The Municipal Court in Sarajevo today handed down a first-instance verdict sentencing the former Secretary General of the Democratic Action Party (SDA) Amir Zukić to three years in prison.
Under the same verdict, Safet Bibić was sentenced to six years in prison, Senad Trako to 18 months, Ramiz Karavdić to two years, and Esed Džananović to three years in prison, while Asim Sarajlić and Nedžad Trako were acquitted.
“The backbone of the indictment is recruitment for the money”, said Sarajevo Municipal Court judge Tanja Curović during the reading of the verdict.
According to her, more than 100 witnesses were heard during the proceedings, expert reports were conducted and around 300 pieces of material evidence were presented.
The indictment was filed by the Sarajevo Canton Prosecutor’s Office in 2017 due to unlawful recruitment in public companies, where individuals were paying up to BAM 19,000 to get a job.
All this was happening during 2016. Zukić used his political influence and Bibić his connections as the chief technician at the Clinical Center of the University of Sarajevo (KCUS) and a member of the board of directors of several public companies and institutions for unlawful placement services. Individuals were paying for jobs in Elektroprivreda Bosnia and Herzegovina (BiH) through the executive director for distribution Esed Džananović. Senad Trako, president of the municipal organization of the political party BPS-Sefer Halilović and Ramiz Karavdić, a retired postman, helped in contacting and finding people willing to pay for a job.
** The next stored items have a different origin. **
PR #195, opened 2022-10-05
Fix a test failure on autopilot cluster

nan-yu:
The gcenode-askpass-sidecar container's resource requirements will be adjusted on the autopilot cluster, so the generation should bumpt by 2.

### DIFF
--- a/e2e/testcases/reconciler_manager_test.go
+++ b/e2e/testcases/reconciler_manager_test.go
@@ -76,7 +76,7 @@ func TestManagingReconciler(t *testing.T) {
 		d.Spec.Template.Spec.Containers[0].Image = newImage
 	})
 	nt.T.Log("Verify the container image should be reverted by the reconciler-manager")
-	generation += 2
+	generation += 2 // generation bumped by 2 because the change will be first applied then reverted by the reconciler-manager
 	nomostest.Wait(nt.T, "the container image to be reverted", nt.DefaultWaitTimeout, func() error {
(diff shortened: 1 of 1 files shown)


e2e/testcases/reconciler_manager_test.go
```diff
@@ -150,7 +150,11 @@ func TestManagingReconciler(t *testing.T) {
 	nt.T.Log("Switch the auth type from none to gcpserviceaccount")
 	nt.MustMergePatch(rs, `{"spec":{"git":{"auth":"gcpserviceaccount","secretRef":{"name":""},"gcpServiceAccountEmail":"test-gcp-sa-email@test-project.iam.gserviceaccount.com"}}}`)
 	nt.T.Log("Verify the gcenode-askpass-sidecar container should be added")
-	generation++
+	if nt.IsGKEAutopilot {
+		generation += 2 // generation bumped by 2 because the sidecar container will first be added and then the resource requirements will be adjusted by autopilot
```
sdowell, line 154: Do we know that autopilot will always adjust the resource requirements exactly once?

nan-yu: Yes, the reconciler-manager will [keep the resource requirements adjusted by Autopilot](https://github.com/GoogleContainerTools/kpt-config-sync/blob/main/pkg/reconcilermanager/controllers/reconciler_base.go#L313). If it already follows the Autopilot rules, no more adjustment will be performed by Autopilot.

PR #197, opened 2022-10-05
[WIP] Use the server's preferred CRD version (monorepo)

karlkfi:
- This fixes a bug where the syncer would default to CRD v1, even on old clusters that prefer CRD v1beta1.
- This should help detection of compatibility issues if the CRD version is ever increased.

Depend on fake.Client changes from https://github.com/GoogleContainerTools/kpt-config-sync/pull/77. Extracted as a follow up.


karlkfi:
This is obsolete. The mono-repo code has been removed from this repo.

PR #198, opened 2022-10-06
Fix repoless.bats test cleanup

karlkfi:
Previous test teardown was resetting the POLICY_DIR to "acme" without having created the acme directory. So if the git-importer started up before the nomostest cleanup finished, it could cause the Repo to enter an unrecoverable error state.

The fix is to let nomostest handle the cleanup, because it already handles initializing the repo and directory before resetting the POLICY_DIR.


nan-yu (approved):
/lgtm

After the verdict, Zukić did not want to talk to reporters. His lawyer Ahmed Žilić said that he would appeal the verdict as he “believed that the court succumbed to political pressure”.
Asim Sarajlić was acquitted of influence peddling in the job placements to Elektroprivreda BiH. His lawyer Fahrudin Ibrišimović also said that his client deserves an apology: “We have heard so many incoherent and rude comments about Asim Sarajlić in these five years. He has become a synonym for corruption”.
The lawyer also announced the possibility of a lawsuit for damages, if the acquittal was upheld in the second-instance proceedings. “He is politically discredited,” Ibrišimović said of Sarajlić, who today works as a delegate in the House of Peoples of the state Parliament.
Zukić’s driver Seid Fazlagić was also accused in this case. Shortly after the indictment was filed, he entered a plea agreement with the Sarajevo Canton Prosecutor’s Office and was sentenced to eight months in prison.
Among the accused was also Mirsad Kukić, a member of the BiH Parliamentary Assembly, who was accused of receiving a reward or other form of benefit for influence peddling, but he asked that his case be separated due to health reasons. In 2020, the Municipal Court in Sarajevo sentenced him to one year in prison, but after an appeal, the Cantonal Court in Sarajevo overturned that verdict in April of this year and sent the case back for a retrial.